PR #1093, opened 2019-11-28
systemd: fix zerotier hanging on shutdown

keur:
On system shutdown, zerotier is stopped after the network and gets
itself into a connection timeout loop. It hits the TimeoutStopUSec= and
is forcibly killed by SIGKILL. Instead, order zerotier after
network.target so it can shutdown gracefully while the network is still
up.

From systemd.special(7):

at shutdown, a unit that is ordered after network.target will be stopped
before the network — to whatever level it might be set up then — is shut
down. It is hence useful when writing service files that require network
access on shutdown, which should order themselves after this target, but
not pull it in

### DIFF
--- a/debian/zerotier-one.service
+++ b/debian/zerotier-one.service
@@ -1,6 +1,6 @@
 [Unit]
 Description=ZeroTier One
-After=network-online.target
+After=network-online.target network.target
 Wants=network-online.target
 
 [Service]


HaleTom:
I'd suggest the following additions:

```
[Unit]
# Wait for network online (service not activated by default) before starting
After=NetworkManager-wait-online.service

# Shutdown zerotier before tearing down the network
# https://github.com/zerotier/ZeroTierOne/pull/1093/commits/c9f07e855e2abac9c1a29cd412d888500a6a0bbb
After=network.target

[Service]
# Override default 90 second timeout
TimeoutStopSec=5
```

keur:
@HaleTom Thanks. But it looks like they are going to let this PR sit forever.

marcosx86:
Confirming that happens on Debian 9 and 10

laduke:
In the mean time, between releases
 
`sudo systemctl edit zerotier-one --full`


https://www.digitalocean.com/community/tutorials/how-to-use-systemctl-to-manage-systemd-services-and-units#editing-unit-files

thurstylark:
I am also having this issue on Arch. 

I would not use `After=NetworkManager-wait-online.service` as suggested because NM isn't guaranteed to be in use on every system

I *would* add `TimeoutStopSec=5` as there shouldn't be any reason for ZT-O to hold up boot for more than that long. If there is, this can be overridden by the system admin.

Will test these options out and report back.

HaleTom:
@thurstylark I tested on my system:

```
systemctl disable --now NetworkManager-wait-online.service
```

Things still start fine with the line:

    After=NetworkManager-wait-online.service

It's an ordering, not a dependency ([man page](https://www.freedesktop.org/software/systemd/man/systemd.unit.html)):

> Note that those settings are independent of and orthogonal to the requirement dependencies as configured by Requires=, Wants=, Requisite=, or BindsTo=. It is a common pattern to include a unit name in both the After= and Wants= options, in which case the unit listed will be started before the unit that is configured with these options.

So the line

    After=NetworkManager-wait-online.service

**should** be there, *in case* `NetworkManager-wait-online.service` is enabled.

HaleTom:
@keur Given the above, would you please update the `After` line to be:

```
After=network-online.target network.target NetworkManager-wait-online.service
```

traverseda:
Is this something we can get merged in? It would be nice to not have to edit this file for every device.

Issue #990, opened 2019-08-03
Packet characteristic "ipauth" reports false for addresses within 6plane


fakuivan:
**Describe the bug**
The packet characteristic "ipauth" reports false for source addresses within the address space assigned by 6plane to that node. This means that if you choose to drop unauthorized packets, you will also be _disabling_ 6plane for any address different from the one assigned to the node itself.

**To Reproduce**
1. Create a Network with the default rule set and uncomment the ``drop not chr ipauth;`` line
2. Enable 6plane addressing
3. Add two nodes, alice and bob
4. Follow [this guide](https://zerotier.atlassian.net/wiki/spaces/SD/pages/7274520/Using+NDP+Emulated+6PLANE+Addressing+With+Docker) to configure Docker to use 6plane for all containers on bob
4. Ping alice with the command ``docker run --rm -it alpine ping "<alice's 6plane address>"``
5. Monitor traffic using ``tcpdump 'icmp6 && (ip6[40] == 128 || ip6[40] == 129)' -i "<zt network interface>"`` on both alice and bob
6. Notice that packets do leave the container and bob but do not reach alice. 

This is even more evident if you try to ping the container from alice, the packet will be received by bob, relayed to the container and vice versa, but once it leaves bob to reach alice, it will get silently dropped by zt. 

**Expected behavior**
A single node should be able to relay packets from the 6plane addressing space assigned to it, packets sent from there should be identified as authorized. 

**Screenshots**
![2019-08-02_19-35-42](https://user-images.githubusercontent.com/15100012/62405459-be4b8e80-b573-11e9-963c-92f0f5924f39.gif)

**Desktop (please complete the following information):**
 - OS: Linux, Windows
 - OS/Distribution Version: Ubuntu Server 18 LTS, Windows 10
 - ZeroTier Version: 1.2.4, 1.4
 - Hardware: Virtual Machines hosted with Hyper-V, same behaviour observed on bare metal servers hosting docker containers
 
**Smartphone (please complete the following information):**
 - Device: PC
 - OS: Linux, Windows
 - Version: 1.4.0, 1.2.12

**Additional context**
- General Network Environment: Hyper-V internal network, home LAN

adamierymenko:
You know what... I'm not sure we have ever tried this! Technically this mechanism is redundant for 6PLANE and similar addresses as they embed the ZT address into the IP itself, emulate NDP, and therefore cannot be spoofed. But it should still work in the rules engine the way you would expect.

[...]

PR #1123, opened 2020-01-09
Fix permissive filter and check 6plane for outbound packets

fakuivan:
As far as I understand it, the changes made in 52a166a to attempt to solve #990 made it so that _any_ NDP emulated address would count as valid source for an inbound packet, regardless of the sender node. 
Also, the output of ``_isV6NDPEmulated`` is only taken into account when marking inbound packets as ``ZT_RULE_PACKET_CHARACTERISTICS_SENDER_IP_AUTHENTICATED``, outbound packets from the 6plane /80 subnet (other than ::1) would not get this this flag and thus dropped by the sender before they can get validated by the reciever as authentitcated ([node/Network.cpp#387](https://github.com/zerotier/ZeroTierOne/compare/master...fakuivan:master#diff-ac28ce1f807c26308d3afa300bc5bee5L387)), I'm not sure the changes I made on that file are valid, so please provide feedback on this if possible.

### DIFF
--- a/node/Membership.hpp
+++ b/node/Membership.hpp
@@ -181,38 +181,21 @@ private:
 	inline bool _isV6NDPEmulated(const NetworkConfig &nconf,const MAC &m) const { return false; }
 	inline bool _isV6NDPEmulated(const NetworkConfig &nconf,const InetAddress &ip) const
 	{
-		if ((ip.isV6())&&(nconf.ndpEmulation())) {
-			const InetAddress sixpl(InetAddress::makeIpv66plane(nconf.networkId,nconf.issuedTo.toInt()));
-			for(unsigned int i=0;i<nconf.staticIpCount;++i) {
-				if (nconf.staticIps[i].ipsEqual(sixpl)) {
-					bool prefixMatches = true;
-					for(unsigned int j=0;j<5;++j) { // check for match on /40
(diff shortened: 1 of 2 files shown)


someara:
I'm doing a PR sweep... @adamierymenko or @joseph-henry what should we do about this 3 year old PR?

node/Membership.hpp
```diff
@@ -181,38 +181,21 @@ class Membership
...
+		const InetAddress rfc4193(InetAddress::makeIpv6rfc4193(nconf.networkId, nconf.issuedTo.toInt()));
+		for (unsigned int i = 0; i < nconf.staticIpCount; ++i) {
+			bool prefixMatches = false;
+			// For 6plane addresses we only need to check the first 80 bits, since 6plane is mainly
+			// designed to delegate that address space to docker containers running on that node
+			if (nconf.staticIps[i].ipsEqual(sixplane)) {
+				if (sixplane.ipsEqual(ip)) return true;
+				for (unsigned int j = 0; j < 10; ++j) {	// check for match on /80
+					if (prefixMatches = (((const struct sockaddr_in6 *)&ip)->sin6_addr.s6_addr)[i] !=
+						(((const struct sockaddr_in6 *)&sixplane)->sin6_addr.s6_addr)[i]) break;
```
fakuivan, line 195: I'm not completely sure this does what's supposed to, `j` is never used

PR #1159, opened 2020-03-14
Add support for MidnightBSD. Tested on 1.2 stable.

laffer1:


adamierymenko:
1.2 is really, really ancient, and V2 will use cmake.

Issue #1213, opened 2020-06-04
Error In Compile Zerotier 


OpenVu:
Hello

I get this Error in compile zerotier For My setop Box with Gcc 10 

===Log====
 In file included from service/../node/Membership.hpp:24,
|                  from service/../node/Network.hpp:37,
|                  from service/../node/Node.hpp:32,
|                  from service/OneService.cpp:33:
| service/../node/Capability.hpp: In constructor 'ZeroTier::Capability::Capability()':
| service/../node/Capability.hpp:70:37: warning: 'void* memset(void*, int, size_t)' clearing an object of type 'struct ZeroTier::Capability::<unnamed>' with no trivial copy-assignment; use assignment or value-initialization instead [-Wclass-memaccess]
|    70 |   memset(_custody,0,sizeof(_custody));
|       |                                     ^
| In file included from service/../node/Membership.hpp:24,
|                  from service/../node/Network.hpp:37,
|                  from service/../node/Node.hpp:32,
|                  from service/OneService.cpp:33:
| service/../node/Capability.hpp:476:9: note: 'struct ZeroTier::Capability::<unnamed>' declared here
|   476 |  struct {
|       |         ^
| osdep/OSUtils.cpp: In static member function 'static std::vector<std::__cxx11::basic_string<char> > ZeroTier::OSUtils::listDirectory(const char*, bool)':
| osdep/OSUtils.cpp:111:28: warning: 'int readdir_r(DIR*, dirent*, dirent**)' is deprecated [-Wdeprecated-declarations]
|   111 |   if (readdir_r(d,&de,&dptr))
|       |                            ^
| In file included from osdep/OSUtils.cpp:32:
| /home/enigma/vision/openvision-development-platform/build/tmp/work/mips32el-oe-linux/zerotier/1.4.6+gitAUTOINC+b6b11dbf82-r0/recipe-sysroot/usr/include/dirent.h:183:12: note: declared here
|   183 | extern int readdir_r (DIR *__restrict __dirp,
|       |            ^~~~~~~~~
| osdep/OSUtils.cpp: In static member function 'static long int ZeroTier::OSUtils::cleanDirectory(const char*, int64_t)':
| osdep/OSUtils.cpp:161:28: warning: 'int readdir_r(DIR*, dirent*, dirent**)' is deprecated [-Wdeprecated-declarations]
|   161 |   if (readdir_r(d,&de,&dptr))
|       |                            ^
[...]

PR #1232, opened 2020-07-14
Fix compilation with GCC 10 by providing explicit cast of _bindingCount

diabonas:
Compilation with GCC 10 fails with the following error:
```
service/../osdep/Binder.hpp: In member function ‘void ZeroTier::Binder::refresh(ZeroTier::Phy<PHY_HANDLER_TYPE>&, unsigned int*, unsigned int, std::vector<ZeroTier::InetAddress>, INTERFACE_CHECKER&)’:
service/../osdep/Binder.hpp:376:30: internal compiler error: unexpected expression ‘(std::__atomic_base<unsigned int>::__int_type)((ZeroTier::Binder*)this)->ZeroTier::Binder::_bindingCount’ of kind implicit_conv_expr
  376 |       _bindings[_bindingCount].udpSock = udps;
      |                              ^
```
Help the compiler by providing an explicit cast to the appropriate type like it is already done in [l. 338 of the same file](https://github.com/zerotier/ZeroTierOne/blob/91b16310ea47a6de96edb488a61494f8ed8c139c/osdep/Binder.hpp#L338).

Fixes: #1213

### DIFF
--- a/osdep/Binder.hpp
+++ b/osdep/Binder.hpp
@@ -373,9 +373,9 @@ public:
 					}
 #endif // __LINUX__
 					if (_bindingCount < ZT_BINDER_MAX_BINDINGS) {
-						_bindings[_bindingCount].udpSock = udps;
-						_bindings[_bindingCount].tcpListenSock = tcps;
-						_bindings[_bindingCount].address = ii->first;
+						_bindings[(unsigned int)_bindingCount].udpSock = udps;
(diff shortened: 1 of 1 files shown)


neheb:
Can confirm this fixes it.

diabonas:
This issue does not occur for me any more using GCC 10.2.0 (it did with GCC 10.1.0), so I am closing this PR.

-.-.-

> _ASSIGNED TASK_
Your answer should consist of the lines from the line with "2. Enable 6plane addressing" to the line with "6. Notice that" above, repeated exactly, both ends included.

> _PROBLEM SOLUTION_
2. Enable 6plane addressing
3. Add two nodes, alice and bob
4. Follow [this guide](https://zerotier.atlassian.net/wiki/spaces/SD/pages/7274520/Using+NDP+Emulated+6PLANE+Addressing+With+Docker) to configure Docker to use 6plane for all containers on bob
4. Ping alice with the command ``docker run --rm -it alpine ping "<alice's 6plane address>"``
5. Monitor traffic using ``tcpdump 'icmp6 && (ip6[40] == 128 || ip6[40] == 129)' -i "<zt network interface>"`` on both alice and bob
6. Notice that packets do leave the container and bob but do not reach alice. 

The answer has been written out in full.